= Beginning of Section =

PR #163, opened 2026-06-08
docs(mcp): add MCP tools reference page

sdebruyn:
## Summary

- Adds `docs/mcp-tools.md` with a reference listing of all 26 MCP server tools (grouped by workspaces, warehouses, SQL endpoints, audit, queries, snapshots, cache)
- Each tool entry covers: one-line description, parameter list (name, type, meaning), and return type
- Adds the new page to the `Reference` section in `zensical.toml` nav, immediately after the existing MCP install page
- No changes to `cli.md` or `mcp.md`

> **Merge order note:** `get_workspace_collation` is documented in this PR but will be removed by #165. Merge #165 after this PR to keep docs in sync.

## Test plan

- [ ] Verify `docs/mcp-tools.md` renders correctly in the Zensical/MkDocs preview
- [ ] Confirm the "MCP tools" nav entry appears under Reference between "MCP" and "Shell Completion"
- [ ] Count of tools in the page (26) matches `server.py`

🤖 Generated with [Claude Code](https://claude.com/claude-code)

Closes #164

PR #165, opened 2026-06-08
refactor(workspaces): merge get + get-collation

### LINKED ISSUE #166: refactor(workspaces): merge get + get-collation
Plain `get` returns sparse info. Fold collation into `get` (CLI + MCP) and drop the separate `get-collation` command/tool.

**Acceptance:**
- `workspaces get` (CLI) returns collation in both human + `--json` output.
- MCP `get_workspace` includes collation.
- `get-collation` removed from CLI.
- `get_workspace_collation` MCP tool removed.
- Docs (`cli.md`, `mcp-tools.md` once landed) updated.

Tracking PR #165.

sdebruyn:
## Summary

- `workspaces get` (CLI) and `get_workspace` (MCP) now include `defaultDataWarehouseCollation` in their output — no second command needed.
- `workspaces get-collation` CLI command removed.
- `get_workspace_collation` MCP tool removed.
- `Workspace` model gains a `collation` field (`alias="defaultDataWarehouseCollation"`) so the single `GET /workspaces/{id}` response delivers everything.
- Service `get_collation` is kept internally but removed from `__all__`; it is no longer part of the public surface.

**Option B** was chosen: the model change is a one-liner and zero extra API calls are needed — the same response that already comes back from `GET /workspaces/{id}` carries the collation field when the tenant exposes it.

## Test plan

- [x] `uv run mypy src tests` — clean
- [x] `uv run pytest tests/unit -q` — 416 passed
- `TestWorkspacesGetCollation` class removed; `TestWorkspacesGet` extended with two new tests verifying collation present/absent in `--json` output
- MCP `EXPECTED_TOOL_NAMES` set updated: `get_workspace_collation` removed
- Integration: `test_get_collation_returns_string_or_none` folded into `test_get_workspace` as a collation assert

Closes #166

### DIFF
--- a/src/fabric_dw/models.py
+++ b/src/fabric_dw/models.py
@@ -26,6 +26,7 @@ class Workspace(_FabricBase):
     default_dataset_storage_format: str | None = Field(
         default=None, alias="defaultDatasetStorageFormat"
     )
+    collation: str | None = Field(default=None, alias="defaultDataWarehouseCollation")
 
 
 class WarehouseKind(StrEnum):
--- a/src/fabric_dw/models.py
+++ b/src/fabric_dw/models.py
@@ -26,6 +26,7 @@ class Workspace(_FabricBase):
     default_dataset_storage_format: str | None = Field(
         default=None, alias="defaultDatasetStorageFormat"
     )
+    # Undocumented in WorkspaceInfo; the GET endpoint returns it in practice.
     collation: str | None = Field(default=None, alias="defaultDataWarehouseCollation")
 
 
--- a/src/fabric_dw/services/workspaces.py
+++ b/src/fabric_dw/services/workspaces.py
@@ -54,28 +54,6 @@ async def get(http: FabricHttpClient, workspace_id: UUID) -> Workspace:
     return Workspace.model_validate(resp.json())
 
 
-async def get_collation(http: FabricHttpClient, workspace_id: UUID) -> str | None:
-    """Return the default Data Warehouse collation for a workspace, or ``None`` if absent.
-
-    Microsoft's v1 REST API does not yet document a dedicated collation property
-    on the workspace resource. If the field is present in the payload it is
-    returned; otherwise ``None`` is returned without error. Do not fall back to
-    a SQL query — keep scope small.
-
-    Args:
-        http: An authenticated :class:`~fabric_dw.http_client.FabricHttpClient`.
-        workspace_id: The UUID of the workspace to inspect.
-
-    Returns:
-        The collation string, or ``None`` if the workspace payload does not
-        carry a ``defaultDataWarehouseCollation`` field.
-    """
-    resp = await http.request("GET", HttpBase.FABRIC, f"/workspaces/{workspace_id}")
-    data: dict[str, object] = resp.json()
-    value = data.get("defaultDataWarehouseCollation")
-    return str(value) if value is not None else None
-
-
 async def set_collation(
     http: FabricHttpClient,
     workspace_id: UUID,
--- a/src/fabric_dw/services/workspaces.py
+++ b/src/fabric_dw/services/workspaces.py
@@ -11,7 +11,6 @@ from fabric_dw.models import Workspace
 __all__ = [
     "SUPPORTED_COLLATIONS",
     "get",
-    "get_collation",
     "list_all",
     "set_collation",
 ]
--- a/tests/unit/cli/commands/test_workspaces.py
+++ b/tests/unit/cli/commands/test_workspaces.py
@@ -148,6 +148,29 @@ class TestWorkspacesGet:
         parsed = json.loads(result.output)
         assert parsed["defaultDataWarehouseCollation"] is None
 
+    def test_get_shows_collation_in_table_output(self, runner: CliRunner, cache_env: Path) -> None:
+        _ = cache_env
+        mock_http = AsyncMock()
+        mock_http.request = AsyncMock(
+            return_value=_make_response(
+                200,
+                json.dumps(
+                    {
+                        "id": WS_GUID,
+                        "displayName": "AnalyticsWorkspace",
+                        "defaultDataWarehouseCollation": "Latin1_General_100_BIN2_UTF8",
+                    }
+                ),
+            )
+        )
+        with patch(
+            "fabric_dw.cli.commands.workspaces._build_clients",
+            new=_make_cm(mock_http, None),
+        ):
+            result = runner.invoke(cli, ["workspaces", "get", WS_GUID])
+        assert result.exit_code == 0
+        assert "Latin1_General_100_BIN2_UTF8" in result.output
+
     def test_get_not_found_returns_nonzero(self, runner: CliRunner, cache_env: Path) -> None:
         _ = cache_env
         mock_http = AsyncMock()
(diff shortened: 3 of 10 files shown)


src/fabric_dw/services/workspaces.py
```diff
@@ -11,7 +11,6 @@
 __all__ = [
```
sdebruyn, line 11: **Dead code: `get_collation` function should be deleted, not just unexported.**

The function is still present in the file (it makes a separate `GET /workspaces/{id}` call) even though it's removed from `__all__`. Keeping it:
- is confusing — a reader has to notice it's absent from `__all__` to know it is private
- duplicates the work now done by the `Workspace.collation` model field
- creates a maintenance burden if the field alias ever changes

Please delete the entire `get_collation` function including its docstring.

src/fabric_dw/models.py
```diff
@@ -26,6 +26,7 @@ class Workspace(_FabricBase):
     default_dataset_storage_format: str | None = Field(
         default=None, alias="defaultDatasetStorageFormat"
     )
+    collation: str | None = Field(default=None, alias="defaultDataWarehouseCollation")
```
sdebruyn, line 30: **Model alias: `defaultDataWarehouseCollation` is NOT in the official GET /workspaces/{id} response schema.**

The Microsoft Learn reference for [GET Workspace](https://learn.microsoft.com/en-us/rest/api/fabric/core/workspaces/get-workspace) defines `WorkspaceInfo` with these fields: `id`, `displayName`, `description`, `type`, `capacityId`, `capacityAssignmentProgress`, `capacityRegion`, `domainId`, `oneLakeEndpoints`, `tags`, `workspaceIdentity`, `apiEndpoint`. There is no `defaultDataWarehouseCollation` field listed.

The existing `get_collation` function's docstring (still in the file) even notes: *"Microsoft's v1 REST API does not yet document a dedicated collation property on the workspace resource."*

Two possibilities:
1. The field is returned undocumented / via a beta API surface — confirm by checking what the old `get_collation` function actually fetched (it did `GET /workspaces/{id}` and read `data.get("defaultDataWarehouseCollation")`, so the bet is the same endpoint). If confirmed by integration testing this is fine, but a code comment citing the source would prevent future confusion.
2. The field may come from a different endpoint (e.g. workspace settings, a Data Warehouse-specific settings API).

Please add a comment on the field noting that it is an undocumented extension of the standard `WorkspaceInfo` schema, linking to the collation docs page and/or the GET Workspace reference.

tests/unit/cli/commands/test_workspaces.py
```diff
@@ -143,19 +130,34 @@ def test_get_collation_exits_zero(self, runner: CliRunner, cache_env: Path) -> N
...
+        parsed = json.loads(result.output)
+        assert parsed["defaultDataWarehouseCollation"] == "Latin1_General_100_BIN2_UTF8"
 
-    def test_get_collation_none_exits_zero(self, runner: CliRunner, cache_env: Path) -> None:
+    def test_get_collation_null_in_json_output(self, runner: CliRunner, cache_env: Path) -> None:
         _ = cache_env
         mock_http = AsyncMock()
         mock_http.request = AsyncMock(return_value=_make_response(200, WORKSPACE_GET_PAYLOAD))
         with patch(
             "fabric_dw.cli.commands.workspaces._build_clients",
```
sdebruyn, line 143: **Test only covers `--json` output; non-JSON (tabular) path is untested for collation.**

Both new collation tests invoke the CLI with `--json`. That's correct for asserting the field value, but the plain text output path (no `--json` flag) isn't verified to include the collation column. If the table renderer omits `collation` in plain mode, users won't see it without the flag — and no test would catch the regression.

Consider adding a third case:
```python
result = runner.invoke(cli, ["workspaces", "get", WS_GUID])
assert "Latin1_General_100_BIN2_UTF8" in result.output
```
(or assert that `defaultDataWarehouseCollation` appears in the output, depending on how the table renderer labels the column).

sdebruyn (commented):
## Review: refactor(workspaces): merge get + get-collation

**Verdict: REQUEST CHANGES** — one blocking issue (dead code), one important concern (undocumented API field), one minor gap (test coverage). `set-collation` is intact, docs are consistent, and the overall design direction is correct.

---

### 1. BLOCKING — `get_collation` function is still in the file (dead code)

The PR summary says the function is "kept internally but removed from `__all__`", but the whole rationale for this PR is that `Workspace.collation` makes a second HTTP call unnecessary. The function body still issues a separate `GET /workspaces/{id}`, so it is pure dead weight.

- Removing it from `__all__` hides it but does not delete it.
- The unit test class `TestWorkspacesGetCollation` is removed — correct — but the service function it tested is not.
- Any future reader who grep-searches for `get_collation` will find a fully-functional function with a detailed docstring and assume it is intentional.

**Required action:** delete the entire `get_collation` function from `src/fabric_dw/services/workspaces.py`. (Inline comment left on the `__all__` diff hunk.)

---

### 2. IMPORTANT — `defaultDataWarehouseCollation` is not in the official WorkspaceInfo schema

Checked the [GET Workspace REST API reference](https://learn.microsoft.com/en-us/rest/api/fabric/core/workspaces/get-workspace). The documented `WorkspaceInfo` object does not include `defaultDataWarehouseCollation`. The old `get_collation` function's own docstring acknowledged this: *"Microsoft's v1 REST API does not yet document a dedicated collation property on the workspace resource."*

The good news is the old implementation read it from the same `GET /workspaces/{id}` endpoint, so the model field alias is almost certainly correct. But it should be documented at the field:

```python
# Undocumented extension of WorkspaceInfo: present when the tenant has set a
# workspace-level DW collation. See https://learn.microsoft.com/fabric/data-warehouse/collation
collation: str | None = Field(default=None, alias="defaultDataWarehouseCollation")
```

Without this comment, the next developer will have no idea why the alias differs from every field in the MS docs. (Inline comment left on the model diff hunk.)

---

### 3. MINOR — Tests only cover `--json` output; plain-text (tabular) path is untested

Both new collation tests pass `--json`. If the table renderer silently drops the `collation` column in the default output mode, users won't see the field and no test would catch it. A third test case asserting the collation string appears in plain `workspaces get` output is recommended. (Inline comment left on the test diff hunk.)

---

### Checklist for items specifically called out in the review request

| # | Check | Result |
|---|-------|--------|
| 1 | `get_collation` deleted vs. just unexported | Only unexported — **function body still present, must delete** |
| 2 | `defaultDataWarehouseCollation` alias correctness | Alias matches what the old function read from the same endpoint; **not in official schema** — needs comment |
| 3 | `set-collation` still present | ✅ Intact in CLI and MCP |
| 4 | PR #163 MCP tools reference page lists `get_workspace_collation` | ✅ Confirmed — PR #163 adds a reference page that still documents `get_workspace_collation`. **PR #163 needs a follow-up edit after this merges** (remove `get_workspace_collation` entry, update tool count 23 → 22). Track as a dependency. |
| 5 | Breaking change / backwards compat | Removing `workspaces get-collation` CLI subcommand and `get_workspace_collation` MCP tool is a breaking change. Acceptable: project is pre-1.0 calver (`2026.6.0a0`). Noted here for the record. |
| 6 | Tests: collation-present and collation-absent paths | ✅ Both JSON paths covered. Plain-text path missing (see #3 above). |
| 7 | Docs consistency | ✅ `docs/cli.md` and `docs/mcp.md` updated correctly (23→22 tool count). Merge order with PR #163 matters — if #163 lands first and adds a `docs/mcp-tools-reference.md` page still listing `get_workspace_collation`, that page will need patching. |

= End of Section =

Task requirements: Transcribe only, please, the lines from the first line of the records through the line with "- Each tool". Both of those lines are included.

Answer to the problem:
PR #163, opened 2026-06-08
docs(mcp): add MCP tools reference page

sdebruyn:
## Summary

- Adds `docs/mcp-tools.md` with a reference listing of all 26 MCP server tools (grouped by workspaces, warehouses, SQL endpoints, audit, queries, snapshots, cache)
- Each tool entry covers: one-line description, parameter list (name, type, meaning), and return type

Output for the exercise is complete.